Завещание не стало сюрпризом за одним исключением: в нем были названы все его друзья, начиная с самого верного из них — Луция Лициния Лукулла, кому посвящены «Мемуары» и дано почетное указание осуществлять опеку над детьми. Отсутствовало одно имя: Помпей, которому Сулла не простил помощи Лепиду в консульских выборах. Он прекрасно знал, что нечего ждать от этого «авантюриста», и, действительно, его костер еще не остыл, как последний развернул агитацию, которая должна была закончиться гражданской войной.
Как бы то ни было, для римского народа Сулла, чью могилу можно было увидеть на Марсовом поле, статую на Форуме, трофеи на Капитолии и монументы почти везде в городе, был еще живым благодаря этой эпитафии, которую он хотел, чтобы выгравировали на его памятнике: «Никто больше него не сделал хорошего для своих друзей; никто больше него не сделал плохого своим врагам».
Эта эпитафия может служить иллюстрацией необычайного недоразумения, которое История приберегла по поводу выдающегося человека — Суллы. Кто сегодня не интерпретирует его как гордое выражение личности, достигшей вершины могущества, потому что ему удалось привести к триумфу свою партию, которая напрямую выражает свое удовлетворение тем, кто одарил своих приверженцев, после того как беспощадно раздавил своих врагов? За этими несколькими словами видно, как вырисовывается абрис тех, кто был замучен во время проскрипции.

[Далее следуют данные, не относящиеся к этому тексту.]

PR #3528, opened 2023-11-08
Add PriceBreakdown to PayForTrial component

gustaveen:
## Describe your changes
Add PriceBreakdown to PayForTrial component

Screenshot 2023-11-08 at 15 39 54

## Checklist before requesting a review

- [ ] I have performed a self-review of my code

PR #3524, opened 2023-11-08
Add new PriceBreakdown component for car dealership

gustaveen:
## Describe your changes
A new component for explaining the cost for trial and extension separately.  
I didn't want to use the `Price` component where we send in a reduced price. The logic is the other way around in this case. The trial price is the fixed price (`amount`) and the default price that we want to strike through is the price for the same tier in full price (`defaultAmount`). 

Screenshot 2023-11-08 at 11 53 11

## Justify why they are needed
It doesn't make sense to show a total price for explaining the price the member will pay for 2 months trial and then the extension

## Checklist before requesting a review

- [ ] I have performed a self-review of my code

PR #3529, opened 2023-11-08
Add check for crossed over price to catch cases where offer would be cheaper than trial

gustaveen:
## Describe your changes
Make sure we never show crossed over price that's cheaper than the trial amount. Fred mentioned rare cases where offer would be cheaper than trial and this also would happen if default offer was not set to match trial tier.

Alos adressed comments from first PR

Avoid this case:
Screenshot 2023-11-08 at 15 58 59

### DIFF
--- a/apps/store/src/features/carDealership/PriceBreakdown.tsx
+++ b/apps/store/src/features/carDealership/PriceBreakdown.tsx
@@ -5,7 +5,7 @@ import { useFormatter } from '@/utils/useFormatter'
 
 type Props = {
   amount: number
-  defaultAmount?: number
+  crossedOverAmount?: number
   currencyCode: CurrencyCode
   title: string
   subTitle: string
@@ -14,23 +14,23 @@ type Props = {
 
 export const PriceBreakdown = ({
   amount,
-  defaultAmount,
+  crossedOverAmount,
   currencyCode,
   title,
   subTitle,
   priceExplanation,
 }: Props) => {
   const formatter = useFormatter()
-
+  const showCrossedOverAmount = crossedOverAmount !== undefined && crossedOverAmount > amount
   return (
     <div>
       <Row>
         <Text>{title}</Text>
         <Wrapper>
-          {defaultAmount !== undefined && (
+          {showCrossedOverAmount && (
             <Text as="p" size="md" strikethrough={true} color="textSecondary">
               {formatter.monthlyPrice({
-                amount: defaultAmount,
+                amount: crossedOverAmount,
                 currencyCode: currencyCode,
               })}
             </Text>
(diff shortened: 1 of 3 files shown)


gustaveen:
* main
  * **PR #3524** <a href="https://app.graphite.dev/github/pr/HedvigInsurance/racoon/3524" target="_blank">Graphite</a>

Итак, внимательное прочтение этого небольшого текста и беглое исследование римских реальностей приводит к выводу, что это совершенно не то, что говорит эпитафия. Сулла был пропитан греческой культурой, в которой, действительно, он мог почерпнуть очень близкую ему формулу: «Бесчестьем является позволить превзойти себя своим врагам во зле, и своим друзьям — в добре», где, во всяком случае, существительное «друг» не является синонимом существительному «сторонник». И было бы ошибкой забыть, что Сципион Африканский нашел для его могилы эпитафию, довольно близкую по смыслу, хотя и с меньшим проявлением индивидуальности, которая проявляется в сулланской эпитафии: «Здесь покоится человек, которому ни один согражданин, ни один враг не могли быть равными в том, что он им сделал».
И некоторым образом эпитафия, принятая Суллой, потому что она напрямую связана с традицией (Сципионов, вероятно), дает нам один из ключей к личности. В противоположность тому, на что претендовали некоторые ученые, несколько поспешившие взять за основу древних авторов, по отношению к которым есть некоторые основания подозревать их в пристрастности, Сулла не представляет прототип монарха, примеру которого Цезарю оставалось только последовать, создавая новый режим; наоборот, он является последним представителем аристократии, очень дорожащей традиционными ценностями, которые составляли ее величие. Все в поведении Суллы отсылает к социальной и политической практике только что закончившегося века. Если он сам считал себя отличным от нее, это было не по вопросу природы. Гражданские волнения, отметившие следующие десятилетия и закончившиеся войной между Цезарем и Помпеем, а затем пожизненной диктатурой победителя, обнаруживают предел его творчества, а провал его реставрации объясняется только основательно «реакционным» характером намерения. Конечно, он был автором огромной работы по интеграции Италии в гражданство, сопровождаемой структурной трансформацией государства (магистратур, сената); конечно, он основал чрезвычайно современный юридический инструмент; но наряду со способностью тонко чувствовать новые потребности римского Государства, он продемонстрировал доверие и привязанность к традиционным ценностям, приведшие его к передаче в руки сената сущности политической, юридической и религиозной власти, потому что сенат был для него самым верным гарантом достоинства Рима; и в то же самое время он почти заставил замолчать трибунов плебса, представленных в некотором роде ответственными за волнения, проявившиеся в течение последних лет.